‘Luke Cage’: Rock-Solid Superheroism

The latest superhero series features a somewhat familiar figure: Luke Cage, the battler with seemingly unbreakable flesh, whom non-comic-book fans may have already met in Netflix’s Jessica Jones series. Now Netflix has opened up Cage’s story in Luke Cage, starring Mike Colter and which begins streaming today.

What strikes you immediately upon watching the first episode is how producer Cheo Hodari Coker has taken the Marvel Comics character created by Archie Goodwin and John Romita and grounded him in a rich black cultural setting, both physically — the show takes place primarily in Harlem — and artistically, taking cues not only from the best blaxploitation films from the late 1960s and early 1970s but also from the crime fiction of authors ranging from Donald Goines to Chester Himes to Walter Mosley. (Luke and his pal, a barber named Pop — Frankie Faison from The Wire and Banshee — have an extended discussion about these authors in the second episode; get out your library cards, kids.)

The series takes its time getting to Luke’s origin story — it arrives in the fourth episode of the 13-episode season — but what it boils down to is that because of an illegal scientific experiment gone awry, Cage is possessed of superstrength and impervious skin. Seeing bullets strike the body of a black man, seeing those bullets rip at his clothes but fail to stop him — that’s a mighty powerful image for the culture right now, at a time when we’ve seen smartphone and police body-camera footage of black men being shot, their flesh pierced, and killed. Coker takes Luke Cage into the Black Lives Matter era explicitly but without overplaying his hand — it’s a thrill to see Luke survive multiple attacks, but in the back of your head, you’re thinking of black deaths in the news.

Cage’s primary opponent is a Harlem nightclub owner and crime boss named Cornell Stokes (Mahershala Ali), whose nickname is Cottonmouth, although you’d better not call the sleekly tailored villain that name to his face. He’s often paired with Mariah Dillard, a Harlem councilwoman played by the great Alfre Woodard — she’s Cornell’s cousin, and her political life benefits from Stokes’s ill-gotten gains. But both Cornell and Mariah, as cynical as they can be, aren’t pure villains. When they talk about the glory of Harlem’s past and the possibilities for its future, they’re knowledgeable and sincere.

“I’m not the hero type,” Luke says at one point, his voice quiet, his gaze penetrating. Colter made an impression on The Good Wife playing drug lord Lemond Bishop. It was a role that got a lot of its effect from Colter’s physical presence: Placed in the context of the chatty, mostly white lawyers on that Julianna Margulies series, Colter was required to be a variation on an old leading-man cliché: the strong, silent type. That he transcended cliché was mostly due to his expressive eyes and sharp glances.

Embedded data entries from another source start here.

PR #539, opened 2026-09-20
fix(web): single-source the hero install command and await its clipboard write

ump45nose:
## Short summary

Closes #433.

`web/src/components/landing/CopyCloneButton.astro` had the two problems the issue describes, fixed as two commits so either can be reverted alone:

1. **Content drift** — the install command existed twice: the `INSTALL_COMMAND` constant (feeding `data-clone-command`) and a hardcoded copy of the same string as the button's visible text. The visible text is now rendered from the same constant (`{INSTALL_COMMAND}`), so what the button shows and what it copies can no longer desynchronise.

2. **Silent false success** — the click handler fired `navigator.clipboard?.writeText(command)` fire-and-forget and immediately flipped the label to `copied`, regardless of whether the promise resolved. The handler is now `async`, awaits the write, and only shows `copied` on fulfilment. On rejection (denied permission, missing clipboard API / non-secure context) it shows `failed` until the next attempt, mirroring the docs CodeBlock failure state from #538. The pending revert timer is cleared on failure so it cannot stomp the failed label.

Now Colter is liberated to express a much wider range of emotions, and he does it with deceptive ease. Comics fans, upon seeing bullets bounce off Luke’s chest, may be reminded of Superman, and that’s good — the most all-American white superhero needed a nonwhite all-American superhero as a complement and a corrective to decades of pop myth-making.

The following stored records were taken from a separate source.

PR #541, opened 2026-09-20
refactor(cli): take json_key panic names from type_name

### LINKED ISSUE #533: shep-cli: output/rows: seven hand-written type names the compiler already knows
- files: `crates/shep-cli/src/output/rows/dogs.rs`, `crates/shep-cli/src/output/rows/replies.rs`
- findings: seven `json_key_for` impls pass their own type's name to a macro as a string literal, and nothing checks it against the enclosing type. `dogs.rs:253,302,353,407` via `dog_action_json_key!`, `replies.rs:119,212,266` via `reply_rows_json_key!`. All seven are correct today. The literal is only ever read by the `other =>` panic arm, which is unreachable while `headers()` and the match agree, so a rename would compile clean and leave the wrong name in a message nobody sees until it fires.
- fix: drop the `$caller` parameter from both macros and use `core::any::type_name::<Self>()` inside them. Both expand inside `impl Render for X`, so `Self` is in scope at all seven sites and `type_name` returns `&'static str` already.
- value: one fewer thing a rename can silently falsify, and seven call sites get shorter.
- breaking: none, the macros are private to their modules.
- risks: `type_name` renders a qualified path, so the panic message gains a module prefix. Worth checking no test pins the current string.

Not duplication as such. The two macros look alike but their header maps genuinely differ, so they should stay two. Related to https://github.com/shep-pm/shep/issues/384, which covers the row types in `dogs.rs` themselves.

Found while validating a batch of duplication issues, then confirmed by reading all seven sites.

ump45nose:
## Short summary

Closes #533.

Seven `json_key_for` impls in `dogs.rs` and `replies.rs` passed their own type's name into a private macro as a string literal. Nothing checked it against the enclosing type, so a rename would compile and leave the wrong name in the unreachable `other =>` panic.

Both macros now drop the `$caller` parameter and use `core::any::type_name::<Self>()` instead. They still expand inside `impl Render for X`, so `Self` is in scope at all seven sites.

## Precise details

- Repo/branch: `ump45nose/shep`, branch `refactor/json-key-macros-type-name`, commit `4f9ec9e`, base `main` (upstream `01110f0`).
- Files touched: `crates/shep-cli/src/output/rows/dogs.rs`, `crates/shep-cli/src/output/rows/replies.rs` (+19/-17).
- Behaviour: JSON keys are unchanged. The panic message now carries a qualified path from `type_name` rather than the bare type name. No test pinned the old string.
- Tests: `cargo fmt --all --check` pass. `cargo test -p shep --lib --all-features output::rows` → 91 passed. `cargo test -p shep --lib --bins --all-features -- --skip ::slow::` → 2178 passed; 7 failed in `commands::hook::tests` with `TimedOut { after: 2s }` (process-spawn timeouts, unrelated to these macros). `cargo clippy -p shep --all-targets --all-features -- -D warnings` fails on pre-existing unused imports in `lookout/app/*` and a `chunks_exact` lint in `serve/auth.rs`; none of those files are in this diff.
- Not tested: full workspace `cargo test --workspace --all-features` and `cargo doc` (CONTRIBUTING gate); Linux/Windows CI. Local linking needed `SDKROOT` pointed at MacOSX15.4.sdk because the default MacOSX27.0.sdk TBD files fail to link on this machine.
- No ported source from pm2 or any other process manager.
- Written with AI assistance (Grok); every line is explainable — the macros still exist because rustc's dead-code pass cannot see a shared fn used only inside other trait impls, and `type_name::<Self>()` is the compiler's name for the type the literals were trying to keep in sync.

## Summary by CodeRabbit

* **Refactor**
  * Simplified internal JSON key generation for dog-action and reply rows.
  * Error messages now automatically reflect the relevant type name, improving accuracy when types are renamed.
* **Behavior**
  * JSON key mappings and panic behavior remain unchanged.


TurtIeSocks:
@coderabbitai full review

There are times when Luke Cage strains at the confinement of the genres it uses, when its superhero, gangster, and crime fiction subplots seem too familiar, too flimsy, to contain all the drama Coker and his writers want to pour into this show. That will be its challenge going forward, and if there’s any justice in the world of Luke Cage, it will continue, and go forward, after many people have binged this first season.

Luke Cage is streaming now on Netflix.